Он выключил фен и медленно отложил щетку, его глаза снова остановились на ней. Она повернулась на низком табурете, поднялась и встала лицом к нему. Джош знал, что на этот раз под халатом не было никакого кружева и шелка. Его рука поднялась и коснулась ее щеки. Травяной аромат мыла, которым она пользовалась, сводил его с ума. Или, возможно, это было не мыло.

— Когда ты пришла домой, — сказал он хрипло, — я не смел поцеловать тебя. Я понимал, что не смогу остановиться.

Она подняла руки и положила их ему на грудь, затем медленно начала расстегивать пуговицы на его рубашке. Ее глаза были темны и столь же загадочны, как у кошки.

— Сегодня вечером нас никто не побеспокоит, — прошептала она. — Пусть мир остановится на время. Пусть все остановится на время.

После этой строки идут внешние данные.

PR #7747, opened 2022-09-13
docs - Change gitter link to slack for chat

castrojo:


kapilt:
do we want to change it, or add slack at the moment? it feels like we don't have the numbers in slack yet to make a switch, we're just making discoverable joining/swiching to slack atm.

thisisshi (approved):

PR #7749, opened 2022-09-13
aws - redshift - efs - add consecutive daily snapshot count filter

jasgrover:
Adding a new filter for 'consecutive-snapshots' to aid checking daily backups/snapshots of Redshift and EFS resources so that we can determine the number of consecutive daily backups/snapshots each resource of above mentioned type has . The compliance reporting requires that all above-mentioned resource types should have at least 7 days worth of backups. This filter allows to calculate the number of daily consecutive backups/snapshots.

Sample policies

Redshift
```
- name: redshift-backup-test-daily
  resource: redshift
  filters:
      - type: consecutive-snapshots
        days: 7
  actions:
      - type: notify
```

EFS
```
- name: efs-backup-test-daily
  resource: efs
  filters:
      - type: consecutive-snapshots
        days: 7
  actions:
      - type: notify
```


thisisshi:
Hi @jasgrover we're gonna disable the dynamodb consecutive-backups filter for now in favor of a different direction where we can address richer attribute filtering and closer to a related resource filter, see: https://github.com/cloud-custodian/cloud-custodian/pull/7750 Also we should switch out from a manual list_backups call to using the resource manager so we can take advantage of the cache

Something more akin to:

```yaml
policies:
  - name: test
    resource: aws.dynamodb
    filters:
      - type: backup
        consecutive: 7
        period: days
        backup-type: SYSTEM
        status: AVAILABLE
```

StevenGunn:
@thisisshi RDS instance and cluster have similar backup filters in latest c7n version... will these undergo changes as well?

jasgrover:
@thisisshi i have updated the consecutive backup filters tfor each resource to use the generic backup filter , where possible 
 and allow extended attribute filtering in line with other consecutive filters for other service types. Could you please review?
Thanks

thisisshi:
we should also register the `consecutive-aws-backups` filter to redshift as well

jasgrover:
> we should also register the `consecutive-aws-backups` filter to redshift as well

@thisisshi the AWS Backup doesn't support redshift .. should we still be registering it ?

thisisshi:
@jasgrover looks like it was added recently: https://aws.amazon.com/about-aws/whats-new/2022/11/aws-backup-support-amazon-redshift/

jasgrover:
@thisisshi made the changes !!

Если в ее словах и прозвучало отчаяние, то оно было приглушено, и ни один из них в действительности не услышал его. Джош избавился от рубашки, едва сдерживая стон, когда почувствовал, что ее руки гладили его по груди, животу до тех пор, пока застежка ремня не остановила соприкосновение их плоти. Его руки ощутили прохладу шелка, когда он дотянулся до нее, резко притянув к себе, а его рот с жадностью нашел ее раскрытые губы. Рейвен скользила руками по его ребрам, затем по спине, ощущая его руки на себе — одна запуталась в ее волосах, другая остановилась на бедре. Она могла чувствовать его твердое тело, обжигающее ее, отпечатывающее себя на ней, и поднялась на цыпочки, пока полностью не слилась с ним. Только тонкий барьер из шелка разделял их. Она почувствовала, что ее груди набухли и начали пульсировать, и в то же самое время другая боль возникла глубоко в ней.

Он целовал ее так, как будто только это могло спасти его от смерти, как будто его морили голодом, а прикосновение к ней утоляло этот голод. Его язык исследовал нежную сладость её рта, и Рейвен тут же ответила ему. Она изучала его также, как он изучал её, лаская Джоша в тайном, скрытном любовном поцелуе. Она почувствовала, как ее халатик скользнул на пол, а чувственное трение ее сосков о его покрытую волосами грудь разожгло пламя, и ее приглушенный всхлип затерялся у него во рту. Казалось, комната вращалась вокруг них. Рейвен приоткрыла глаза, когда Джош прервал поцелуй. Она поняла, что он c поднял ее и понес к кровати. Рейвен не была миниатюрной женщиной, и легкость, с которой он ее нес, шокировала. Это встревожило ее, но ничто уже не могло потушить огонь, который он разжег в ее теле. Джош откинул покрывало к спинке кровати перед тем, как положить Рейвен на мягкую поверхность, затем выпрямился и быстро избавился от оставшейся одежды. Его дикие сверкающие глаза смотрели на тело Рейвен с напряжением, которое она чувствовала всеми нервами. Она не могла оторвать взгляд от его лица, и впитать в себя могучую силу его тела, когда оно полностью открылось ее взгляду. У Рейвен перехватило дыхание, и она испытала краткий приступ паники, который был вытеснен равной по силе волной примитивного физического желания.